Heisenberg had just begun his job as Niels Bohr's assistant in Copenhagen when Schrödinger came to town in October 1926 to debate the alternative theories with Bohr. The intense debates in Copenhagen proved inconclusive. They showed only that neither interpretation of atomic events could be considered satisfactory. Both sides began searching for a satisfactory physical interpretation of the quantum mechanics equations in line with their own preferences.

After Schrödinger showed the equivalence of the matrix and wave versions of quantum mechanics, and Born presented a statistical interpretation of the wave function, Jordan in Göttingen and Paul Dirac in Cambridge, England, created unified equations known as "transformation theory." These formed the basis of what is now regarded as quantum mechanics. The task then became a search for the physical meaning of these equations in actual situations showing the nature of physical objects in terms of waves or particles, or both. As Bohr later explained it, events in tiny atoms are subject to quantum mechanics, yet people deal with larger objects in the laboratory, where the "classical" physics of Newton prevails. What was needed was an "interpretation" of the Dirac-Jordan quantum equations that would allow physicists to connect observations in the everyday world of the laboratory with events and processes in the quantum world of the atom.

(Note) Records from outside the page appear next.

PR #1320, opened 2017-06-01
Avoid calculating a tight bounding box for text runs.

glennw:
With the previous tiling code, this was quite important. However,
it's no longer necessary and was showing up high in CPU profiles.

On some sites (such as Wikipedia and HN) that contain a lot of
text, this saves ~17% of the CPU time per frame.

---
This change is [Reviewable](https://reviewable.io/reviews/servo/webrender/1320)

### DIFF
--- a/webrender/src/frame_builder.rs
+++ b/webrender/src/frame_builder.rs
@@ -746,6 +746,9 @@ impl FrameBuilder {
             return
         }
 
+        // Expand the rectangle of the text run by the blur radius.
+        let rect = rect.inflate(blur_radius, blur_radius);
+
         // TODO(gw): Use a proper algorithm to select
         // whether this item should be rendered with
         // subpixel AA!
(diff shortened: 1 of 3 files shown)


webrender/src/frame_builder.rs
```diff
@@ -1754,17 +1757,11 @@ impl<'a> LayerRectCalculationAndCullingPass<'a> {
...
                                                                  &packed_layer.local_clip_rect,
                                                                  self.device_pixel_ratio) {
-                if self.frame_builder.prim_store.prepare_prim_for_render(prim_index,
-                                                                         self.resource_cache,
-                                                                         &packed_layer.transform,
-                                                                         self.device_pixel_ratio,
-                                                                         display_list) {
-                    self.frame_builder.prim_store.build_bounding_rect(prim_index,
-                                                                      self.screen_rect,
+                self.frame_builder.prim_store.prepare_prim_for_render(prim_index,
```
kvark: don't we still want to check for the returned value here?

webrender/src/prim_store.rs
```diff
@@ -1324,38 +1321,31 @@ impl PrimitiveStore {
...
                         dest_glyphs[actual_glyph_count] = GpuBlock16::from(GlyphPrimitive {
                             padding: LayerPoint::zero(),
-                            offset: local_glyph_rect.origin,
+                            offset: glyph_pos,
                         });
 
                         text.glyph_instances.push(GlyphInstance {
                             index: src.index,
-                            point: LayoutPoint::new(src.point.x, src.point.y),
+                            point: glyph_pos,
```
kvark: hmm, this does seem to change the logic. The old `src.point` is not equivalent to `(x,y)`

webrender/src/frame_builder.rs
glennw: prepare_prim_for_render no longer returns a value.

webrender/src/prim_store.rs
glennw: I don't believe it changes the logic - that value is only used to select the subpixel offset, and the dimensions fields added to it are always whole values.

kvark: ah, indeed. This asks to change `GlyphIntstance::point` to something that better reflects the semantics

webrender/src/frame_builder.rs
kvark: true, GH hid the function name in the diff due to multi-line parameters ;)

PR #1323, opened 2017-06-01
Port box shadows to use the GPU cache.

glennw:
Previously, two allocations were made - one for the main box shadow
structure and one for the instance rectangle geometry.

Now, a single allocation is used and the instance rectangles follow
the box shadow structure.

---
This change is [Reviewable](https://reviewable.io/reviews/servo/webrender/1323)


kvark:
The further we go, the less semantics we preserve for the data crossing CPU-GPU boundary (i.e. now we have a specific layout that a shader expects at a specified address), and that scares me a little.
@bors-servo r+

PR #1327, opened 2017-06-01
Move GPU cache from prim store to resource cache.

glennw:
The benefit of this is it will allow us to allocate GPU blocks
for the resource rects (the UV rects of items in the texture cache)
which will allow us to simplify and optimize the CPU and shader code
for primitives that use texture cache items.

---
This change is [Reviewable](https://reviewable.io/reviews/servo/webrender/1327)

### DIFF
--- a/webrender/src/frame_builder.rs
+++ b/webrender/src/frame_builder.rs
@@ -1385,7 +1385,6 @@ impl FrameBuilder {
         let mut profile_counters = FrameProfileCounters::new();
         profile_counters.total_primitives.set(self.prim_store.prim_count());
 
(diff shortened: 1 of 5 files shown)


glennw:
r? @kvark

Instead of clearing / recycling the cache when a new DL is received, we just let items expire from the cache now.

kvark:
Looks reasonable, although it's a matter of convenience. Perhaps, at the end of the day, gpu cache should graduate by leaving parents and existing on its own? :)
@bors-servo r+

glennw:
Yup, long term it probably makes sense for it to exist standalone :)

PR #1328, opened 2017-06-02
Port aligned, angle and radial gradients to GPU cache.

glennw:
Also remove the gpu64 data texture, as it's now unused.

---
This change is [Reviewable](https://reviewable.io/reviews/servo/webrender/1328)


glennw:
Pushed a couple of follow up commits on to this PR - port the text run primitive, and remove the temporary GpuLocation enum.

webrender/src/prim_store.rs
```diff
@@ -314,20 +287,13 @@ pub struct GradientPrimitiveCpu {
     pub cache_dirty: bool,
     pub gpu_data_address: GpuStoreAddress,
     pub gpu_data_count: i32,
+    pub gpu_blocks: [GpuBlockData; 3],
```
kvark: I find it a bit inconsistent that some stuff composes `GpuBlockData` on demand while other just keeps `gpu_blocks` locally. If the semantics of `XxxPrimitiveCpu` is supposed to allow easy property manipulation, we should compose `GpuBlockData` on the fly (in `write_gpu_blocks`) for everything. If it's not supposed to be manipulated, then we can have local `[GpuBlockData]` members, and we can replace the `write_gpu_blocks(&self, &mut Vec<>)` into `get_gpu_blocks(&self) -> &[]`.

webrender/src/prim_store.rs
```diff
@@ -1200,44 +1166,57 @@ impl PrimitiveStore {
...
-                    }
-                    PrimitiveKind::YuvImage => {
-                        let yuv_image = &cpu_yuv_images[cpu_prim_index.0];
-                        yuv_image.write_gpu_blocks(blocks);
-                    }
-                    _ => {
-                        unreachable!("Encountered a type not supported by GPU cache!");
-                    }
+        // TODO(gw): Restructure this code so the borrow checker
+        //           doesn't force the locals below!
```
kvark: oh my, this is getting out of hand!
One option, perhaps the most idiomatic one, would be to have a custom iterator returned by `request_iter()`, so that we can iterate it without a closure

kvark: implemented in #1336

PR #1329, opened 2017-06-02
Fix a bug setting the gpu cache last access time.

glennw:
The last access time for a block is initialized when the free
list for a row is created.

The bug manifests in the following way:
 * New row is allocated on frame 1 - blocks access time = 1
 * New display list is received on frame 2.
 * Blocks are allocated from the same row, but the last_access_time was not set.
 * A debug assert occurs during get_address - where it checks that the block was requested this frame.

---
This change is [Reviewable](https://reviewable.io/reviews/servo/webrender/1329)

### DIFF
--- a/webrender/src/gpu_cache.rs
+++ b/webrender/src/gpu_cache.rs
@@ -311,6 +311,7 @@ impl Texture {
 
         // Add the block to the occupied linked list.
         block.next = self.occupied_list_head;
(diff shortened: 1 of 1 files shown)


glennw:
Oooops!!

r? @kvark

kvark:
Uh oh
@bors-servo r+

Studying the papers of Dirac and Jordan, while in frequent correspondence with Wolfgang Pauli, Heisenberg discovered a problem in the way one could measure basic physical variables appearing in the equations. His analysis showed that uncertainties, or imprecisions, always turned up if one tried to measure the position and the momentum of a particle at the same time. (Similar uncertainties occurred when measuring the energy and the time variables of the particle simultaneously.) These uncertainties or imprecisions in the measurements were not the fault of the experimenter, said Heisenberg, they were inherent in quantum mechanics. Heisenberg presented his discovery and its consequences in a 14-page letter to Pauli in February 1927. The letter evolved into a published paper in which Heisenberg presented to the world for the first time what became known as the uncertainty principle.